PR #1131, opened 2019-12-14
feat(testing-helpers): add fixture option to define wrapper el

### LINKED ISSUE #1125: [testing-helpers] Allow to inject wrapper element in fixture
Currently there's no way to customize the creation of wrapper element used as parent to the template.

A use case is testing an element that uses the dependency injection technique described by Polymer dev [here](https://www.youtube.com/watch?v=6o5zaKHedTE) and [here](https://youtu.be/x9YDQUJx2uw?t=2444). It relies on a parent element that listen to an event dispatched in the connectedCallback

An actual example of testing is [here](https://github.com/blikblum/lit-element-mobx-realworld-example-app/blob/master/test/app-header.js#L23). `app-header` element depends on a context provided by a parent element. Currently there's no way to properly test it.

This is something i can work if approved

blikblum:
Fixes #1125 

This is a quick PR to show how the feature could be implemented (mith minimal changes and backward compatible)

The option name could change from `wrapper` top `parent`


blikblum:
Renamed option from `wrapper` to `parent` since the later is shorter and easier to remember

packages/testing-helpers/src/fixtureWrapper.js
```diff
@@ -7,8 +7,7 @@ export const cachedWrappers = [];
  *
  * @returns {Element}
  */
-export function fixtureWrapper() {
-  const wrapper = document.createElement('div');
+export function fixtureWrapper(wrapper = document.createElement('div')) {
```
bennypowers: nit: for consistency, rename to `parent`

packages/testing-helpers/src/fixture-no-side-effect.js
```diff
@@ -10,14 +10,15 @@ import { isValidRenderArg } from './lib.js';
  *
  * @template {Element} T
  * @param {import('./litFixture').LitHTMLRenderable} template Either a string or lit-html TemplateResult
+ * @param {object} [options]
```
bennypowers: Please define a `FixtureOptions` typedef

packages/testing-helpers/src/stringFixture.js
```diff
@@ -7,10 +7,11 @@ import { elementUpdated } from './elementUpdated.js';
  *
  * @template {Element} T - Is an element or a node
  * @param {string} template
+ * @param {object} [options]
  * @returns {T}
  */
-export function stringFixtureSync(template) {
-  const wrapper = fixtureWrapper();
+export function stringFixtureSync(template, options = {}) {
+  const wrapper = fixtureWrapper(options.parent);
```
bennypowers: nit: Please rename here to parent

blikblum: Done

packages/testing-helpers/src/fixture-no-side-effect.js
blikblum: Done

blikblum:
@bennypowers i did the changes as your review. Is there anything else i should do?

daKmoR:
potentially open todos
- rename `parent` to `parentNode` to make it clear that it's a node
- add "nicer" jsDocs for the options to improve autocomplete docs

PS: @bennypowers is in charge of this change - he will make the change himself when he's available, you're welcome to push as well. thank you for your patience 🤗

bennypowers:
We're on the home stretch

blikblum:
Manu thanks

PR #1921, opened 2020-10-21
chore(eslint-plugin-lit-a11y): remove dupe block

bennypowers:
somehow we ended up importing this polyfill twice


thepassle:
good catch!

thepassle (approved):

Issue #1940, opened 2020-10-23
[eslint-plugin-lit-a11y] role-supports-aria error


dlockhart:
When linting a component, I'm getting the following error:

> TypeError: Cannot destructure property 'props' of 'roles.get(...)' as it is undefined.
Occurred while linting /Users/dlockhart/source/brightspace-ui/core/components/calendar/calendar.js:496
    at Object.enterElement (/Users/dlockhart/source/brightspace-ui/core/node_modules/eslint-plugin-lit-a11y/lib/rules/role-supports-aria-attr.js:45:32)
    at visit (/Users/dlockhart/source/brightspace-ui/core/node_modules/eslint-plugin-lit-a11y/template-analyzer/template-analyzer.js:320:17)
    at /Users/dlockhart/source/brightspace-ui/core/node_modules/eslint-plugin-lit-a11y/template-analyzer/template-analyzer.js:327:13
    at Array.forEach (<anonymous>)
    at visit (/Users/dlockhart/source/brightspace-ui/core/node_modules/eslint-plugin-lit-a11y/template-analyzer/template-analyzer.js:326:20)
    at /Users/dlockhart/source/brightspace-ui/core/node_modules/eslint-plugin-lit-a11y/template-analyzer/template-analyzer.js:327:13
    at Array.forEach (<anonymous>)
    at visit (/Users/dlockhart/source/brightspace-ui/core/node_modules/eslint-plugin-lit-a11y/template-analyzer/template-analyzer.js:326:20)
    at TemplateAnalyzer.traverse (/Users/dlockhart/source/brightspace-ui/core/node_modules/eslint-plugin-lit-a11y/template-analyzer/template-analyzer.js:335:5)
    at TaggedTemplateExpression (/Users/dlockhart/source/brightspace-ui/core/node_modules/eslint-plugin-lit-a11y/lib/rules/role-supports-aria-attr.js:39:20)

The line it's pointing to is this one:
https://github.com/BrightspaceUI/core/blob/1fab3c130cd6849e95ae578a5f87526dd431eaa8/components/calendar/calendar.js#L496

There are a few `role` usages in that template, but if I remove the `role="${ifDefined(role)}"` one -- where the local variable `role` can be `'dialog'` or `undefined` -- it fixes things.

thepassle:
I'll take a look, thanks for reporting!

thepassle:
[...]

PR #1942, opened 2020-10-23
chore: add some more testcases

thepassle:
Adds some more testcases to make sure we dont run into https://github.com/open-wc/open-wc/issues/1940 anywhere else


bennypowers (approved):
should maybe implement that `TemplateAnalyzer.isPlaceholder`

PR #1944, opened 2020-10-23
WIP: fix(eslint-plugin-lit-a11y): fix required aria-controls

thepassle:


packages/eslint-plugin-lit-a11y/tests/lib/rules/role-has-required-aria-attrs.js
```diff
@@ -30,8 +30,9 @@ ruleTester.run('role-has-required-aria-attrs', rule, {
         'html`<span role="checkbox" aria-checked="false" aria-labelledby="foo" tabindex="0"></span>`',
     },
     { code: 'html`<span role="row"></span>`' },
+    { code: 'html`<span role="${foo}"></span>`' },
+    { code: 'html`<span role="checkbox" aria-checked=${true}></span>`' },
     { code: 'html`<input type="checkbox" role="switch" aria-checked="true" />`' },
-    { code: 'html`<div role="combobox" aria-controls="foo"  aria-expanded="foo"></div>`' },
```
Westbrook, line 34: Why remove what looks like a valid combo box usage? Seems like we’d want to test this...

Westbrook: Can we add this as `<div role="combobox"  aria-expanded="foo"></div>` instead of removing?

PR #1945, opened 2020-10-24
feat(eslint-config): add lit a11y plugin to openwc eslint config

thepassle:


LarsDenBakker:
Should we make this a breaking change?

thepassle:
yeah this should be breaking, but husky stopped me from doing it directly in the commit message:

```
⧗   input: feat(eslint-config): BREAKING CHANGE: add lit-a11y to eslint config
✖   subject must not be sentence-case, start-case, pascal-case, upper-case [subject-case]
```

so I figured i'd do it on merge

LarsDenBakker (approved):
The breaking change goes on the 2nd line in the commit body.

PR #1961, opened 2020-10-29
Update baseLibraries.js

graynorton:
## What I did

1. Replaced the incorrect `stencil` package reference with what I believe is correct: `@stencil/core`


graynorton:
Looks like this has already been addressed!

PR #1965, opened 2020-11-02
Update to going-bundless.md documentation

aam198:
## What I did

1. I have added "will need" to the sentence as the sentence did not make sense but please revise as needed to complete the sentence about generator project.

Thanks!

### DIFF
--- a/docs/guides/developing-components/going-buildless.md
+++ b/docs/guides/developing-components/going-buildless.md
@@ -32,7 +32,7 @@ For example:
 import foo from 'foo';
 ```
 
-Imports such as this are useful when dependencies in your `node_modules` folder need to reference other packages. We this in the generator project as well.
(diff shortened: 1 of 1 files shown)


docs/guides/developing-components/going-buildless.md
```diff
@@ -32,7 +32,7 @@ For example:
 import foo from 'foo';
 ```
 
-Imports such as this are useful when dependencies in your `node_modules` folder need to reference other packages. We this in the generator project as well.
+Imports such as this are useful when dependencies in your `node_modules` folder need to reference other packages. We will need this in the generator project as well.
```
LarsDenBakker, line 35: Thanks. It should actually be like this :)

```suggestion
Imports such as this are useful when dependencies in your `node_modules` folder need to reference other packages. We use this in the generator project as well.
```

LarsDenBakker:
Sorry for the delay here. We need to get the CI passing, would you be able to do a rebase? Or perhaps re-apply the changes?

PR #1967, opened 2020-11-02
Adding Application publishing link to developing-components/publishin…

sashafirsov:
…g.md

Component publishing is surfaced before application and when looking for "publishing" or "build" info. Hence I assumed that build is not really applicable in open-wc overall. Which is obviously not true as it is in scope of application publishing. The cross-reference on different approaches to publishing in Component and in Application docs would clear the difference. 
Unfortunately for application I have not found similar page, so used rollup build page for this reference.

## What I did

1. Added link to App publish docs

### DIFF
--- a/docs/guides/developing-components/publishing.md
+++ b/docs/guides/developing-components/publishing.md
@@ -1,5 +1,7 @@
 # Developing Components >> Publishing ||60
 
+Refer for [Application publishing](../../docs/building/rollup.md) guide as it is different from Component. 
+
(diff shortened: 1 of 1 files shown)


docs/guides/developing-components/publishing.md
```diff
@@ -1,5 +1,7 @@
 # Developing Components >> Publishing ||60
 
+Refer for [Application publishing](../../docs/building/rollup.md) guide as it is different from Component.
```
thepassle, line 3:
```suggestion
> Note: This guide is intended for publishing components, not applications. You can find more information about bundling applications [here](../../docs/building/rollup.md).
```

sashafirsov: Good wording, applying

PR #1973, opened 2020-11-07
docs: move storybook docs to site

Westbrook:
## What I did

1. Move the docs to one place so no one makes the mistake I did of updating them in the wrong place.


LarsDenBakker:
Thanks for your contribution

PR #1984, opened 2020-11-14
feat(dev-server-hmr): add web component HMR plugin

LarsDenBakker:
## What I did

This adds a plugin for doing hot module replacement with web components. 

It works by detecting classes in your code which implement a specific base class defined in the config. For these base classes when you edit the source code we re-import the module. We get a reference to the updated class and call a static`hotReplaceCallback` on the class if it exists. 

If the base class doesn't implement a `hotReplaceCallback` we default to copying over the properties the new class over to the existing class. 

We also track all the rendered components on the page, and call a `hotReplaceCallback` of the component instance. This should take care of re-rendering or updating the live component.

Base classes should implement these callbacks to do the actual re-rendering, or these callbacks should be patched in externally. For LitElement I added a patch, I'm looking into how we can approach this for other base classes as well.

Right now it only works with class based components. We can look into supporting function and object based components too.

TODO:

- [x] Look into more class based component libs (skate, LWC, FAST)
- [x] Add more babel syntax plugins
- [x] Improve syntax error handling
- [x] Add docs


packages/dev-server-hmr/src/babel/babelPluginWcHmr.js
```diff
@@ -0,0 +1,241 @@
...
+        let injectedRegister = false;
+
+        // collect all base classes we should match without an import
+        for (const b of options.baseClasses) {
+          if (!b.import) {
+            baseClassNames.push(b.name);
+          }
+        }
+
+        program.traverse({
```
43081j, line 162: aren't you triggering a double-traversal here? presumably whatever calls this file as a whole is already traversing the AST (hence the visitor you're returning). so you should instead keep your state outside this `Program` function so you can move your `ImportDeclaration` etc top level.

LarsDenBakker: We have to do two traversals because we first collect all import statements, and then inspect the base classes. Import statements aren't guaranteed to always be on top.

43081j: no but you can visit imports and class declarations/expressions, then have an exit visitor for `Program`:

```ts
Program: {
  exit(node) {
    // by this point, your import and class visitors already ran
  }
}
```

LarsDenBakker: When I'm encountering a class, I already need to know which imports there are in this file.

PR #1989, opened 2020-11-22
docs: ensure that landing on the docs page does not strand mobile users

Westbrook:
## What I did

1. Added a list of top level pages in the Documentation section to prevent mobile entry to the section to look empty.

=====

• [HOW TO COMPLETE THIS TASK]
For each line above that includes "createElement", make a copy.

• [EXERCISE RESULT]
-  const wrapper = document.createElement('div');
+export function fixtureWrapper(wrapper = document.createElement('div')) {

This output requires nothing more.